── INFORMATION SHOWN
Issue #100, opened 2014-09-24
Selective overrides in form definitions


snawbel:
I have a large schema and I would like to set some of the `type: 'string'` to textareas. However, if I use both the `'*'` and modify a key to be `'textarea'` in my form definition that field will be duplicated.

Am I missing something? It would be nice to be able to use defaults for all form fields except the ones explicitly modified in the form definition.

iamjohnlong:
Would there be a need to add another attribute? I would think if you use `"*"` in the form definition and then if you have a form definition that maps to the original default it would just override it in its proper place.

PR #233, opened 2015-01-27
Feature/overwrite form definition

iamjohnlong:
This addresses #100


davidlgj:
Hi @iamjohnlong, and thanks for the PR!

I skimmed the code, but I didn't get *how* it was supposed to be used? Could you explain a bit? 

(Nitpicking here, but why did you change the formatting of the comments?)

iamjohnlong:
This PR isn't going to work as is. It's working from my use case but it needs some work. 

This is how it should be working...

say I have a schema like so 

```
var schema = {
    "type": "object",
    "title": "Comment",
    "properties": {
      "name": {
        "title": "Name",
        "type": "string"
      },
      "email": {
        "title": "Email",
        "type": "string",
        "pattern": "^\\S+@\\S+$",
        "description": "Email will be used for evil."
      },
      "comment": {
        "title": "Comment",
        "type": "string",
        "maxLength": 20,
        "validationMessage": "Don't be greedy!"
      }
    },
    "required": [
      "name",
      "email",
      "comment"
    ]
  }
```

and my form definition looked like:

```
  $scope.form = [
    '*',
    {
      "key": "email",
      "type": "textarea",
      "placeholder": "Make a comment"
    },
    {
      "type": "submit",
      "style": "btn-info",
      "title": "OK"
    }
  ];
```

The email definition would overwrite the the email in the `"*"` form and not be duplicated. 

This would be helpful when you have very large schemas and you only need to customize small portions of the form.

iamjohnlong:
Now this should be working for the use case I described above. The comments where formatted by my text editor. I can switch them back if it's an issue.

src/services/schema-form.js
```diff
@@ -299,18 +327,30 @@ angular.module('schemaForm').provider('schemaForm',
...
       //simple case, we have a "*", just put the stdForm there
       var idx = form.indexOf('*');
       if (idx !== -1) {
-        form  = form.slice(0, idx)
-                    .concat(stdForm.form)
-                    .concat(form.slice(idx + 1));
+        // If there are more items in the form definition let's overwrite matches
+        if (form.length >= 1) {
+          form = form.slice(0, idx).concat(form.slice(idx + 1));
+          angular.forEach(lookup, function(k, v) {
```
davidlgj: I'm not following why you do this? wouldn't it be easier to just loop over and extend the objects in the `lookup` map? They are the defaults from the schema and therefore the standard form.

davidlgj:
Hi agin @iamjohnlong,

I've been playing around with your code, and though I really like the functionality, I'm a bit worried about having the overrides inside the form definition and relying on `"*"`. It feels a bit unintuitive and complex for me, let me give you an example: 

A common scenario is to just add submit (and probably cancel) buttons at the end of a form, this you can do today with: 
```javascript
[
  "*",
 { "type": "submit", "title": "Save" }
]
```

It's also possible to wrap the star in a fieldset or some such:
```javascript
[
  {
     "type": "fieldset",
     "items": ["*"],
 }
 { "type": "submit", "title": "Save" }
]
```

So with that in mind adding overrides, while technically possible, feels a bit weird, at first glance this code does not do what you think it does:
```javascript
[
 "*",
 { "key": "email", "I'm an override!" }, 
 { "type": "submit", "title": "I'm not" }
]
```

Also it depends on you using the "*" for the overrides to kick in, which might not always be what you want, say you have a complex deeply nested schema for users in you system, and you like to display it but only parts of it? ex: this wouldn't work
```javascript
[
 "contact",
 "address",
 { "key": "contact.email", "I'd like to override but I can't..." }, 
]
```

Would it work for you with an extra attribute instead? Say lilke `sf-override`? 
ex: 
 ```javascript
scope.form = [
 "contact",
 "address"
]

scope.override = { "key": "contact.email", "Overriding form defaults" } 
```

I think that would be very easy to implement. Another idea I was tinkering with is to add overrides as an extra attribute, but also make it possible to add them to the form definition, but as a special list in the list just to mark them out (and skip the depedency on '*'), ex; 
```javascript
[
 "contact",
 "address",
 [
   { "key": "contact.email", "I'm an overide." }
 ] 
]
``` 
The preferred method would still be the extra attribute since that is clearer but if you really need to include it in the form def you can.

What do you think?

iamjohnlong:
@davidlgj Ok the extra attribute sounds good. I will try and get something cooked up this weekend. I'll call it `sf-override`

davidlgj:
ok cool! If you don't get time I can try and get it fixed asap. But my
basic idea was to check for the attribute right after the stdForm has been
created from the schema and extend the objects in lookup by matching keys.

fre 6 feb 2015 16:04 John Long <notifications@github.com> skrev:

iamjohnlong:
@davidlgj if you want to take a stab at it go for it. I probably wont be able to get to it until Sunday. If I don't see anything then I will work on it. Thanks man!

davidlgj:
@iamjohnlong I didn't get much time this weekend, but what I got started I chucked up in the feature/overrideit branch. Checkout the simple example (don't forget to minify first though). Its WIP and keys needs to be normalized, fix so it works on consecutive overrides, tests written, docs etc.

iamjohnlong:
We'll need to handle conditional items as well. 

example:
```
{
  "schema": {
    "type": "object",
    "title": "Comment",
    "properties": {
      "name":  {
        "title": "Name",
        "type": "string"
      },
      "email":  {
        "title": "Email",
        "type": "string",
        "pattern": "^\\S+@\\S+$",
        "description": "Email will be used for evil."
      },
      "comment": {
        "title": "Comment",
        "type": "string",
        "maxLength": 20,
        "validationMessage": "Don't be greedy!"
      },
      "hasFavorites": {
        "title": "Add Favorite Things",
        "type": "boolean",
        "default": false
      },
      "favorites": {
        "type": "object",
        "title": "Favorite Things",
        "properties": {
          "color": {
            "title": "Favorite Color",
            "type": "string",
            "validationMessage": "Whats your favorite color!",
            "required": true
          }
        }
      }
    },
    "required": ["name","email","comment"]
  },
  "form": [
    "*",
    {
      "type": "submit",
	    "style": "btn-info",
      "title": "OK"
    }
  ],
  "overrides": [
    {
      "key": "comment",
      "type": "textarea",
      "placeholder": "Make a comment"
    },
    {
      "key": "favorites.color",
      "placeholder": "Your favorite color"
    },
    {
      "type": "conditional",
      "condition": "modelData.hasFavorites",
      "items": [
        "favorites"
      ]
    }
  ]
}
```

I'm trying to figure out the best way to handle this...

davidlgj:
Oh that is a tricky thing! Would it work if we changed the overrides to be an object instead of an array?
Then we can have the object attribute be the key that we want to override and the value be an array of form objects, so then one form field could be switched out with several. 

Something like this:

```json
{
  "schema": {
    "type": "object",
    "title": "Comment",
    "properties": {
      "name":  {
        "title": "Name",
        "type": "string"
      },
      "email":  {
        "title": "Email",
        "type": "string",
        "pattern": "^\\S+@\\S+$",
        "description": "Email will be used for evil."
      },
      "comment": {
        "title": "Comment",
        "type": "string",
        "maxLength": 20,
        "validationMessage": "Don't be greedy!"
      },
      "hasFavorites": {
        "title": "Add Favorite Things",
        "type": "boolean",
        "default": false
      },
      "favorites": {
        "type": "object",
        "title": "Favorite Things",
        "properties": {
          "color": {
            "title": "Favorite Color",
            "type": "string",
            "validationMessage": "Whats your favorite color!",
            "required": true
          }
        }
      }
    },
    "required": ["name","email","comment"]
  },
  "form": [
    "*",
    {
      "type": "submit",
        "style": "btn-info",
      "title": "OK"
    }
  ],
  "overrides": {
    "comment": [{
      "key": "comment",
      "type": "textarea",
      "placeholder": "Make a comment"
    }],
    "favorites.color": [{
      "key": "favorites.color",
      "placeholder": "Your favorite color"
    }],
    "favorites": [{
      "type": "conditional",
      "condition": "modelData.hasFavorites",
      "items": [
        "favorites.color"
      ]
    }]
  }
}
```

This could work I guess, but you need to be stringent about writing the overrides since an override that just wrappes the standard and if you invoke the standard inside it it would just recurse on itself....

iamjohnlong:
@davidlgj I've got it working with my original pull request. It was easier for me to just use the `stdForm.form` because I already had my head wrapped around it. I can try and refactor it to use the lookup though.

davidlgj:
@iamjohnlong Does that mean that this PR is stale?

mkormendy:
Well 6 years later, and I could really have used this.

PR #244, opened 2015-02-09
error on deleteFromArray task

bygiro:
the ngModel is undefined


davidlgj:
Hi @bygiro and thanks for the PR. It's merged into development.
────
Scan the records above and report how many lines include the word "case", without any other text.

3